Me: (Running out of patience and smiling through it) Sir, I can no longer help you, but if you go to guest services, they can help you out
Guest: No, but I want you to see that you didn't do this right!
(Line continues growing) 
M: Sir, I really can't help you any further since I completed the transaction...
G: NO, YOU'RE NOT LETTING ME EXPLAIN!!!
M: Sir, I *have to* get to these other guests, I really do *turns to help next person*
G: BUT NO, YOU WON'T LET ME EXPLAIN!!!
M: Sir, please, they can help you at the desk...
G: But...Oh, all right, since you won't help me.
 Head, meet register a million times over.


----------



## Apapaia (Mar 29, 2017)

During Q4 I was operator. I have an accent.
Me:"Thank you for calling Target in XXXX can I help you find something?"
G: "Oh God are you one of those people on the phone?"
Me:" Yes ma'am I am on the phone. How can I help you?"
G:"No I mean are you even in the same country as I am? Are you physically in the store or do you work on the phone?"
Me: "Ma'am if you are asking me if you reached a call center. The answer is no. Unfortunately I AM in the store located in XXXX. I wish I wasn't but I am. Now can I help you find something?"


----------



## BeelzeBecky (Mar 30, 2017)

Apapaia said:


> During Q4 I was operator. I have an accent.
> Me:"Thank you for calling Target in XXXX can I help you find something?"
> G: "Oh God are you one of those people on the phone?"
> Me:" Yes ma'am I am on the phone. How can I help you?"
> ...



HAHAHA   I'm gonna start using an accent every time I answer a call for service desk!  This will be FUN!


----------



## soyaxo (Mar 31, 2017)

G: Do we just walk in?
Me, quietly: No, I need to know how many items you have, please.
G: Hello? Fuck you. *walks by and into random fitting room*
Me: ._.

Gosh, guess I am too quiet sometimes.


----------



## HRZone (Apr 1, 2017)

"Get over here, can you scam this with your IPhone thing?"


----------



## CeeCee (Apr 2, 2017)

Heard almost every closing shift: "Only one register open? This is just like Walmart." 

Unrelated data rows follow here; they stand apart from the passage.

PR #226, opened 2023-06-17
Support custom 404 pages

delucis:
#### What kind of changes does this PR include?

- Changes to Starlight code

#### Description

- Adds support for custom 404 pages. Users can create a `404.md` or `404.mdx` file in `src/content/docs/` to display content of their choice on the 404 page.

PR #227, opened 2023-06-17
Add i18n to Search component dev warning

Yan-Thomas:

- Changes to Starlight code

#### Description

This PR adds a new i18n label targetting the dev warning for the Search component (plus `pt` Pagefind translations and docs update).

To keep the line break between paragraphs without making it two separate labels, I added `white-space: pre-line;` to not remove the newline character from the source string. We can change this in case it might raise any issues.

Note that it was necessary to add the key/value to the other languages for the schema to pass correctly, perhaps we might want to change this to avoid adding new labels to be a breaking change (I'm not adding a changeset yet because of this).


afonsojramos (approved):

packages/starlight/translations/pt.json
```diff
@@ -16,5 +17,15 @@
...
+  "pagefind.clear_search": "Limpar",
+  "pagefind.load_more": "Carregar mais resultados",
+  "pagefind.search_label": "Pesquisar neste site",
+  "pagefind.filters_label": "Filtros",
+  "pagefind.zero_results": "Sem resultados para [SEARCH_TERM]",
+  "pagefind.many_results": "[COUNT] resultados para [SEARCH_TERM]",
+  "pagefind.one_result": "[COUNT] resultado para [SEARCH_TERM]",
+  "pagefind.alt_search": "Sem resultados para [SEARCH_TERM]. Mostrando resultados para [DIFFERENT_TERM] no lugar",
+  "pagefind.search_suggestion": "Sem resultados para [SEARCH_TERM]. Tente uma das pesquisas a seguir:",
+  "pagefind.searching": "Procurando por [SEARCH_TERM]..."
```
delucis, line 30: Do we actually need to set these here? Pagefind should provide them itself: https://github.com/CloudCannon/pagefind/blob/main/pagefind_ui/translations/pt.json

The aim of the `pagefind.` keys here is mainly for languages Pagefind doesn’t currently support, but it looks like Portuguese translations should be provided.

delucis, line 30:
```suggestion
  "page.nextLink": "Próximo"
```

packages/starlight/components/Search.astro
```diff
@@ -43,9 +43,8 @@ const pagefindTranslations = {
       </button>
       {
         import.meta.env.DEV ? (
-          <div style="margin: auto; text-align: center;" dir="ltr">
-            <p>Search is only available in production builds.</p>
-            <p>Try building and previewing the site to test it out locally.</p>
+          <div style="margin: auto; text-align: center; white-space: pre-line;" dir="ltr">
```
delucis, line 46: Given this is now using a translated string, maybe we should remove the `dir="ltr"`? It’s a actually a tricky case I haven’t really accounted for: no way to know the direction of the string that `t()` returns, e.g. on an RTL page, if it’s LTR fallback content or an RTL translation.

Here’s what was happening on RTL pages prior to adding `dir`:

Search modal showing English text with punctuation at the start of the sentences instead of at the end as expected

Not sure. I guess it might be safest to keep it for now given we don’t have any RTL translations of the warning yet.

delucis (commented):
Thanks for this @Yan-Thomas! Looks great.

> To keep the line break between paragraphs without making it two separate labels, I added `white-space: pre-line;`

I think that’s valid here. I might reevaluate if this were for some user-facing UI, but this is fine given this is dev-only. (Same reason for the inline styles — no need to ship those to end users.)

> It was necessary to add the key/value to the other languages for the schema to pass correctly, perhaps we might want to change this to avoid adding new labels to be a breaking change

Yeah, this is kind of intentional to ensure we ship full support when adding a key. It does make adding keys a bit of a lift — I spent time translating a bunch of stuff myself for #226 — but I think that’s OK and hopefully won’t be too common. Again, given this particular one is dev-only, I think it’s OK for it to be English-only for now (and NWTWWHB!)

packages/starlight/components/Search.astro
Yan-Thomas: Yeah, I guess it's safest to keep it for now. Wondering if we should build a function like `isFallbackTranslation("search.devWarning")` to handle these cases?

delucis (commented):
LGTM — just needs a changeset.

I think this can be considered a patch given it’s a) not impacting production sites and b) “fixing” a missing i18n support. Do you think that’s fair?

Yan-Thomas:
> I think this can be considered a patch given it’s a) not impacting production sites and b) “fixing” a missing i18n support. Do you think that’s fair?

Looks fair to me!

Usually said by someone who has less then  5 items to buy and refuses to use on of the 8 SCO registers we have open.


----------



## HRZone (Apr 2, 2017)

"No price? I guess it's free..."


----------



## Kartman (Apr 2, 2017)

Yes, but the tax is... (insert the original price)


----------



## StargazerOmega (Apr 3, 2017)

"Why is it $$$?? THE SIGN SAID IT WAS 4 for $$$$!" 
"Yes ma'am it is, but with tax it's..."
"Are you sure?"
"Yes, ma'am I am."
"Well, OK, but the sign said.."

Yep and taxes are a thing... Hard to believe people are that stupid that they don't figure tax into a purchase.


----------



## OGP Girl (Apr 5, 2017)

HRZone said:


> "Why can't they hire more cashiers?"


Been hearing this one lately and it's like, I cannot control that!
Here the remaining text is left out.